This was a GREAT post Bob.


----------



## PhilBernardi (Jul 17, 2010)

.02 coming your way. ;-)

First, you write that the dog is well socialized but that the dog is basically crated unless you two are exercising or training. I'm probably reading more into this than needed, but I find these two ideas at odds with each other. Your mate, that you need to have complete dominance over, needs to be out of that crate every time you are home. You two need all the interaction you can have to help him learn that it is he who is to be always submissive.

Second, IMHO his biting was out of fear. He felt trapped and could not escape so he lashed out. This is completely understandable, but should not happen between “mates”.

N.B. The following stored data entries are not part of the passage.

PR #1628, opened 2026-05-26
feat(drs-client): add new reddit_comments scrape specific parameters (LLMO-4464)

tb-adbe:

## Related Issues
- https://jira.corp.adobe.com/browse/LLMO-4464
- https://jira.corp.adobe.com/browse/LLMO-4467

Thanks for contributing!


MysticatBot-Dev (approved):
Hey @tb-adbe,

## Strengths

- **Well-structured validation pattern** (`src/index.js:249-259`): The `REDDIT_COMMENTS_ONLY_PARAMS.find()` approach for dataset-specific parameter rejection is clean and extensible - one place to add a param name, one error path.
- **Deterministic wire format** (`src/index.js:282-295`): Always sending `comment_limit` and `sort_by` (with defaults) for reddit_comments makes the outbound request shape predictable regardless of which optional params the caller provided. Good for debuggability.
- **Falsy-value handling tested** (`test/index.test.js:449-464`): Explicitly verifying that `loadAllReplies: false` is forwarded (not silently dropped) shows awareness of the common `if (value)` vs `if (value !== undefined)` trap.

Third, others here have already hinted at some interactions that need to occur, hand feeding being one of them. Hand feeding, food as treats, etc need to be incorporated into your interactions with your mate so that he can learn that he is TOTALLY dependent upon you for his very existence. He has not learned that – your mistake and you need to decide if you want to correct this.

Lastly, get professional help as mentioned. I believe that you can correct the issues, but it will take commitment on your part, and after you two get things squared away your fiance will need to be in the same position in relation to your dog as you're gonna be (if you decide to). 

Good luck.

p.s. Another poster mentioned that dominance need not come with aggression: true dat. Mates learn dominance/submission almost always without aggression (or quickly learn not to use aggression 'cause it may come back on them - hence submission as a form of de-escalation). They learn this as pups while interacting with each other, and mom and dad.


----------



## PhilBernardi (Jul 17, 2010)

Ducktruk,

Good post. 

Humans are motivated by more than reproduction and hunger drives: pain, oxygen (lack thereof), reduction of negative affect, etc.

I agree with your assessment about food. The original poster has made some mistakes that IMHO can be corrected, and that most certainly will include new patterns and cues with food. 


Phil


----------



## PhilBernardi (Jul 17, 2010)

I highly recommend to all here to read up on the ethology of canines. It can only help your understanding of these awesome partners of ours.


----------



## DuckTruk (May 18, 2005)

Thanks for the compliments.

Your right Phil, we are driven by more than those 2 things, that part was a bit of levity. Butnow that I think about it, there's not much else that motivates me (except for maybe shooting mallards in the face).


----------



## DuckTruk (May 18, 2005)

Thanks for the compliments.

Your right Phil, we are driven by more than those 2 things, that part was a bit of levity. Butnow that I think about it, there's not much else that motivates me (except for maybe shooting mallards in the face).


----------



## Mike Boyle (May 3, 2010)

I am in absolute awe of this post, and can't get over all of the information, opinions, and garbage that is in it. 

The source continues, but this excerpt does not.